PR #3999, opened 2024-10-14
Remove Rails version check from active_record/app.rb

RicardoTrindade:
**What does this PR do?**
Remove a Rails gem version check in `spec/datadog/tracing/contrib/active_record/app.rb`

**Motivation:**
Since dd-trace-rb v2.0+ requires Rails 4+ then this check can be removed. I'm not sure if there's any additional cleanup that can be performed here (or even some gem cleanup?)

**How to test the change?**
Didn't see any tests covering this feature but since the test matrix does not install Rails below 4.2 then I would assume all tests pass. Also removed a `skip` condition that does not make sense anymore given test matrix is Rails 4.2+

### DIFF
--- a/spec/datadog/tracing/contrib/active_record/instantiation_spec.rb
+++ b/spec/datadog/tracing/contrib/active_record/instantiation_spec.rb
@@ -12,9 +12,6 @@ RSpec.describe 'ActiveRecord instantiation instrumentation' do
   let(:article) { Article.first }
 
   before do
-    if Gem::Version.new(ActiveRecord::VERSION::STRING) < Gem::Version.new('4.2')
-      skip 'ActiveRecord instantiation events were added in Rails 4.2'
-    end
     Article.create!(title: 'test')
 
     # Reset options (that might linger from other tests)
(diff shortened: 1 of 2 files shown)


spec/datadog/tracing/contrib/active_record/instantiation_spec.rb
```diff
@@ -12,9 +12,6 @@
   let(:article) { Article.first }
 
   before do
-    if Gem::Version.new(ActiveRecord::VERSION::STRING) < Gem::Version.new('4.2')
-      skip 'ActiveRecord instantiation events were added in Rails 4.2'
-    end
```
ivoanjo, line 17: I did spot that the public documentation lists Rails 4.0, but we're only testing with 4.2 and so indeed this is not needed.

@marcotc I think we should update the public docs to list 4.2 instead of 4.0?

ivoanjo (approved):
:+1: LGTM! Thanks for the nice clean-up; I've triggered CI and will merge once it's all green :)

PR #4001, opened 2024-10-15
Add lib injection support for Ruby 3.3

marcotc:
Support for Ruby 3.3 is present in the gem, the only thing needed for injection is to change the installation script to allow it to run with that version of Ruby.

Because the Ruby API does not change in incompatible ways in between patch versions, we declare our compatibility with the API version "3.3.0", thus supporting all 3.3.x versions.

**How to test the change?**

### DIFF
--- a/lib-injection/host_inject.rb
+++ b/lib-injection/host_inject.rb
@@ -83,11 +83,14 @@ else
           Bundler::SharedHelpers.in_bundle?
         end
 
+        # CRuby does *not* break API or ABI compatibility in TEENY version bumps.
+        # The ABI always sets the TEENY version to zero to reflect that: {MAJOR}.{MINOR}.0.
+        # https://www.ruby-lang.org/en/news/2013/12/21/ruby-version-policy-changes-with-2-1-0/
         def runtime_supported?
-          major, minor, = RUBY_VERSION.split('.')
+          major, minor, = RUBY_VERSION.split('.') # {MAJOR}_{MINOR}_{TEENY}
           ruby_api_version = "#{major}.#{minor}.0"
 
-          supported_ruby_api_versions = ['2.7.0', '3.0.0', '3.1.0', '3.2.0'].freeze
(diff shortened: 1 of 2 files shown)


lib-injection/host_inject.rb
```diff
@@ -83,11 +83,14 @@ def in_bundle?
           Bundler::SharedHelpers.in_bundle?
         end
 
+        # CRuby does *not* break API or ABI compatibility in TEENY version bumps.
+        # The ABI always sets the TEENY version to zero to reflect that: {MAJOR}.{MINOR}.0.
+        # https://www.ruby-lang.org/en/news/2013/12/21/ruby-version-policy-changes-with-2-1-0/
         def runtime_supported?
-          major, minor, = RUBY_VERSION.split('.')
+          major, minor, = RUBY_VERSION.split('.') # {MAJOR}_{MINOR}_{TEENY}
           ruby_api_version = "#{major}.#{minor}.0"
```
=====
The task: Return an exact copy of only the lines from the one with "--- a/lib-injection/host_inject.rb" through the end of the listing above, both included.

Result for this task:
--- a/lib-injection/host_inject.rb
+++ b/lib-injection/host_inject.rb
@@ -83,11 +83,14 @@ else
           Bundler::SharedHelpers.in_bundle?
         end
 
+        # CRuby does *not* break API or ABI compatibility in TEENY version bumps.
+        # The ABI always sets the TEENY version to zero to reflect that: {MAJOR}.{MINOR}.0.
+        # https://www.ruby-lang.org/en/news/2013/12/21/ruby-version-policy-changes-with-2-1-0/
         def runtime_supported?
-          major, minor, = RUBY_VERSION.split('.')
+          major, minor, = RUBY_VERSION.split('.') # {MAJOR}_{MINOR}_{TEENY}
           ruby_api_version = "#{major}.#{minor}.0"
 
-          supported_ruby_api_versions = ['2.7.0', '3.0.0', '3.1.0', '3.2.0'].freeze
(diff shortened: 1 of 2 files shown)


lib-injection/host_inject.rb
```diff
@@ -83,11 +83,14 @@ def in_bundle?
           Bundler::SharedHelpers.in_bundle?
         end
 
+        # CRuby does *not* break API or ABI compatibility in TEENY version bumps.
+        # The ABI always sets the TEENY version to zero to reflect that: {MAJOR}.{MINOR}.0.
+        # https://www.ruby-lang.org/en/news/2013/12/21/ruby-version-policy-changes-with-2-1-0/
         def runtime_supported?
-          major, minor, = RUBY_VERSION.split('.')
+          major, minor, = RUBY_VERSION.split('.') # {MAJOR}_{MINOR}_{TEENY}
           ruby_api_version = "#{major}.#{minor}.0"
```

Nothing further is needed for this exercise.